Exercise.
Somewhere below is a line with "lib/js/components/Modals/Modal/Modal.vue" and, later, a line with "kvas-damian, line 27: if"; repeat those two lines and all the lines between them, exactly as they are.

:: The data

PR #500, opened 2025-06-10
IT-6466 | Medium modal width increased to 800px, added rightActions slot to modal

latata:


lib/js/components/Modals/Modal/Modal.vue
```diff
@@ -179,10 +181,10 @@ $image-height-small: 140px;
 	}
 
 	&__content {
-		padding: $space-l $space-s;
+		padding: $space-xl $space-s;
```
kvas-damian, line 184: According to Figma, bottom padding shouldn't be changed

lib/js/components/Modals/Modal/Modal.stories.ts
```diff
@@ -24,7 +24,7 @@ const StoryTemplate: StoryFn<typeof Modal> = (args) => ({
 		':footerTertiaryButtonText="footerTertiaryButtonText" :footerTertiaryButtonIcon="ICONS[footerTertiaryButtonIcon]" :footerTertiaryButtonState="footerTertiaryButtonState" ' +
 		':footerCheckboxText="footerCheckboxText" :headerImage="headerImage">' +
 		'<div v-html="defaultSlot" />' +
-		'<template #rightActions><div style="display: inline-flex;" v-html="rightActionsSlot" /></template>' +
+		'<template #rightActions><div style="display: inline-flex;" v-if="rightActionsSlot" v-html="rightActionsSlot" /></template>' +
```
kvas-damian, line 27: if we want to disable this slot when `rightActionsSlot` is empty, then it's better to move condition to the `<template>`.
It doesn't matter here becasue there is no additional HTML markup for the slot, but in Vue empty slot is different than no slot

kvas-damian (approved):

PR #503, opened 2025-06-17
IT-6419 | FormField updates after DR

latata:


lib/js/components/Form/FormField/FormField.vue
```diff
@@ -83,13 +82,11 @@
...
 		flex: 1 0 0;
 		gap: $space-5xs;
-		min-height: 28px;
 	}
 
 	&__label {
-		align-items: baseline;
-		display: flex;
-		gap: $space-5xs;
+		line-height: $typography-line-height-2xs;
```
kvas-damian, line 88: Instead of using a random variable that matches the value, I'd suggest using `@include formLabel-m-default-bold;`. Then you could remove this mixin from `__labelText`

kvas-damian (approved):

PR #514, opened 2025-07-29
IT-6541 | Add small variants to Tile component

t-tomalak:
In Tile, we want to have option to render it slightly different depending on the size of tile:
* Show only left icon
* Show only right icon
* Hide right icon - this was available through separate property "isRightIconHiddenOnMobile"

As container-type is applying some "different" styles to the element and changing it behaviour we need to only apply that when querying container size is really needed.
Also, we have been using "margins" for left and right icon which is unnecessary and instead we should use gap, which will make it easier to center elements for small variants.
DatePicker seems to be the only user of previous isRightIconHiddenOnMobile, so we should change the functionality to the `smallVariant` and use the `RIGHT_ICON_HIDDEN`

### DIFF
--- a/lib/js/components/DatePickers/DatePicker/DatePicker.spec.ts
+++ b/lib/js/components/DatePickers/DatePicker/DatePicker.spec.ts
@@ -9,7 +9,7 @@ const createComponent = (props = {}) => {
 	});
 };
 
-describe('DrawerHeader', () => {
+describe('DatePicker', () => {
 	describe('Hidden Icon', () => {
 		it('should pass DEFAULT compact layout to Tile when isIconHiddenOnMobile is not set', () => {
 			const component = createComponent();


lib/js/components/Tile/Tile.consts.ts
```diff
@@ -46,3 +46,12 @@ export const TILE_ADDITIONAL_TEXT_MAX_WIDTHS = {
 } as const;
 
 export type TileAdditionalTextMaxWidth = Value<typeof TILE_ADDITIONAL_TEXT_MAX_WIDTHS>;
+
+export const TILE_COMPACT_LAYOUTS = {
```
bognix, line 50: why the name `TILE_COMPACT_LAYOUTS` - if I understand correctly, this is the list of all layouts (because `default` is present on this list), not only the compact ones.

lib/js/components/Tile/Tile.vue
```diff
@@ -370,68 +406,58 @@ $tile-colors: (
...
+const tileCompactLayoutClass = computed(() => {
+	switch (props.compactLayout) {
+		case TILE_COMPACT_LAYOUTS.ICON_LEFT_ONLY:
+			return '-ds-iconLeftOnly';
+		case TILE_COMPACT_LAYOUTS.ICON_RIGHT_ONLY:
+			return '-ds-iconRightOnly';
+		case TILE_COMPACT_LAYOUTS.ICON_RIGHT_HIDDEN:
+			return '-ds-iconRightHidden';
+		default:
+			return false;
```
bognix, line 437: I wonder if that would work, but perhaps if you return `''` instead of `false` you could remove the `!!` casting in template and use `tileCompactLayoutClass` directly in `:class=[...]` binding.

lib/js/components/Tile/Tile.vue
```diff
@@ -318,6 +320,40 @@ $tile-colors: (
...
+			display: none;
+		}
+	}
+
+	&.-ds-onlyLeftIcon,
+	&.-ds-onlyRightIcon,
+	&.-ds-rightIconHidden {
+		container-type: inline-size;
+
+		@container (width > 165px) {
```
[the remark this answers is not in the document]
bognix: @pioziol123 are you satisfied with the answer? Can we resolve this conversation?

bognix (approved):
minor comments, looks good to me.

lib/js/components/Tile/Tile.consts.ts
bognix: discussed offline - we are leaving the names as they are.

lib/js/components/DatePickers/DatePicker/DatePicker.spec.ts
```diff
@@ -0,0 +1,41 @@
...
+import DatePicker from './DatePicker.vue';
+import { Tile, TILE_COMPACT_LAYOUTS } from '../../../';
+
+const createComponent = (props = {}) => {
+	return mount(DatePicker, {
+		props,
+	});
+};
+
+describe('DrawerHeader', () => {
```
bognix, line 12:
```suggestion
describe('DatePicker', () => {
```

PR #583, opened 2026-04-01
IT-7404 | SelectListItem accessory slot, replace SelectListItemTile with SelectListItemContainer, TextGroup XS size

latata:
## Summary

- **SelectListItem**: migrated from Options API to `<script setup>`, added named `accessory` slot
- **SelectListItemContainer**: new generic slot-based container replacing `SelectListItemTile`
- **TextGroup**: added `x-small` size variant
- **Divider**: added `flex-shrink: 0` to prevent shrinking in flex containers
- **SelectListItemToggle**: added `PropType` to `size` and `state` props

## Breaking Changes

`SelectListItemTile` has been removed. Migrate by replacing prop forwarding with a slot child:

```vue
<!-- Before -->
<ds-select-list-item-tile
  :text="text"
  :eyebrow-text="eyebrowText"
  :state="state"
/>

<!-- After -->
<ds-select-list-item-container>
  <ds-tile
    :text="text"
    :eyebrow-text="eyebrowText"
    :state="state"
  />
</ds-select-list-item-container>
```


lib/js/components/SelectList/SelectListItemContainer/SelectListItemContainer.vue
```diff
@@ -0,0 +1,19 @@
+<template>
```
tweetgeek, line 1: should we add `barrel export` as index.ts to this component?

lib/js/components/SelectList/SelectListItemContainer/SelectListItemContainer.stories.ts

::::

Response to the exercise.
lib/js/components/Modals/Modal/Modal.vue
```diff
@@ -179,10 +181,10 @@ $image-height-small: 140px;
 	}
 
 	&__content {
-		padding: $space-l $space-s;
+		padding: $space-xl $space-s;
```
kvas-damian, line 184: According to Figma, bottom padding shouldn't be changed

lib/js/components/Modals/Modal/Modal.stories.ts
```diff
@@ -24,7 +24,7 @@ const StoryTemplate: StoryFn<typeof Modal> = (args) => ({
 		':footerTertiaryButtonText="footerTertiaryButtonText" :footerTertiaryButtonIcon="ICONS[footerTertiaryButtonIcon]" :footerTertiaryButtonState="footerTertiaryButtonState" ' +
 		':footerCheckboxText="footerCheckboxText" :headerImage="headerImage">' +
 		'<div v-html="defaultSlot" />' +
-		'<template #rightActions><div style="display: inline-flex;" v-html="rightActionsSlot" /></template>' +
+		'<template #rightActions><div style="display: inline-flex;" v-if="rightActionsSlot" v-html="rightActionsSlot" /></template>' +
```
kvas-damian, line 27: if we want to disable this slot when `rightActionsSlot` is empty, then it's better to move condition to the `<template>`.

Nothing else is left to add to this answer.